MemoryContextSwitchTo函數返回當前內存上下文，並使用參數中的內存上下文

MemoryContext MemoryContextSwitchTo(MemoryContext context)
{
    MemoryContext old;
    AssertArg(MemoryContextIsValid(context));
    old = CurrentMemoryContext;
    CurrentMemoryContext = context;
    return old;
}

Strdup操作

MemoryContextStrdup函數使用MemoryCntextAlloc函數分配內存，並將string復制到內存中

char * MemoryContextStrdup(MemoryContext context, const char *string) {
    char       *nstr;
    Size        len = strlen(string) + 1;
    nstr = (char *) MemoryContextAlloc(context, len);
    memcpy(nstr, string, len);
    return nstr;
}

內存操作

pfree是否分配的內存chunk

void pfree(void *pointer) {
    StandardChunkHeader *header;
    /* Try to detect bogus pointers handed to us, poorly though we can. Presumably, a pointer that isn't MAXALIGNED isn't pointing at an allocated chunk. */
    Assert(pointer != NULL);
    Assert(pointer == (void *) MAXALIGN(pointer));
    /* OK, it's probably safe to look at the chunk header. */
    header = (StandardChunkHeader *)
        ((char *) pointer - STANDARDCHUNKHEADERSIZE);
    AssertArg(MemoryContextIsValid(header->context));
    (*header->context->methods->free_p) (header->context, pointer);
}

repalloc為已經分配的內存chunk調整內存大小

void * repalloc(void *pointer, Size size) {
    StandardChunkHeader *header;
    /*Try to detect bogus pointers handed to us, poorly though we can. Presumably, a pointer that isn't MAXALIGNED isn't pointing at an allocated chunk. */
    Assert(pointer != NULL);
    Assert(pointer == (void *) MAXALIGN(pointer));
    /* OK, it's probably safe to look at the chunk header. */
    header = (StandardChunkHeader *)
        ((char *) pointer - STANDARDCHUNKHEADERSIZE);
    AssertArg(MemoryContextIsValid(header->context));
    if (!AllocSizeIsValid(size))
        elog(ERROR, "invalid memory alloc request size %lu",
             (unsigned long) size);
    return (*header->context->methods->realloc) (header->context, pointer, size);
}

pnstrdup和pstrdup相似，但是追加null字節到not-necessarily-null-terminated輸入字符串

char * pnstrdup(const char *in, Size len)
{
    char       *out = palloc(len + 1);
    memcpy(out, in, len);
    out[len] = '\0';
    return out;
}

 

為Win32上的libpgport提供內存支持。Win32 can't load a library that PGDLLIMPORTs a variable if the link object files also PGDLLIMPORT the same variable.For this reason, libpgport can't reference CurrentMemoryContext in the palloc macro calls.

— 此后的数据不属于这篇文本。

PR #56, opened 2016-02-24
Format once

### LINKED ISSUE #55: Reformats files twice
`valid-format?` calls `reformat-string` and checks `=` to see if anything changed, but when computing patches or reformatting files `reformat-string` is called again either to generate a diff or just for output. This means that large files get slurped and reformatted not once but twice for no particular reason.

arrdem:
This patch fixes #55, by inlining the `valid-format?` check and tweaking diff generation so that files are never read or formatted twice. This gives the expected 50% speedup.

before:
> lein cljfmt fix src/clj  772.30s user 1.78s system 101% cpu 12:41.43 total

after:
> lein cljfmt fix src/clj  396.35s user 1.40s system 103% cpu 6:23.34 total

merges cleanly with #54

### DIFF
--- a/lein-cljfmt/src/leiningen/cljfmt.clj
+++ b/lein-cljfmt/src/leiningen/cljfmt.clj
@@ -38,14 +38,16 @@
 (defn project-path [project file]
   (relative-path (io/file (:root project)) (io/file file)))
 
-(defn format-diff [project file]
-  (let [filename (project-path project file)
-        original (slurp (io/file file))
-        revised  (reformat-string project original)
-        diff     (diff/unified-diff filename original revised)]
-    (if (get-in project [:cljfmt :ansi?] true)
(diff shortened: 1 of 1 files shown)


weavejester:
Thanks for the patch! Looking at your commits, it seems like 79307f2 has no purpose without 12052b7, so I think those two should be squashed together.

So perhaps we start with 4df8fc6, but let's change the commit message to simply:

    Don't reformat files twice in fix

The "how" is obvious from the diff, I think, so there's no need to explain it in the commit message.

Then we combine 79307f2 and 12052b7 into one, perhaps with the message:

    Don't reformat files twice in check

Again, I think the diff explains the "how".

You also should remove the `valid-format?` function, since it's no longer necessary after 12052b7.

arrdem:
Done and done.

void * pgport_palloc(Size sz){
    return palloc(sz);
}
char * pgport_pstrdup(const char *str){
    return pstrdup(str);
}
/* Doesn't reference a PGDLLIMPORT variable, but here for completeness. */
void pgport_pfree(void *pointer) {
    pfree(pointer);
}

 

　　MemoryContext(src/include/nodes/memnodes.h)中的methods字段是一個MemoryContextMethods類型，它是由一系列函數指針組成的集合，其中包含了對內存上下文進行操作的函數。對於不同的MemoryContext實現，可以設置不同的方法集合。但目前MemoryContext中只有AllocSetContext一種實現，因此PG中只有針對AllocSetContext的一種操作函數集合，由全局變量AllocSetMethods表示。每當創建新的MemoryContext時，會將其methods字段置為AllocSetMethods。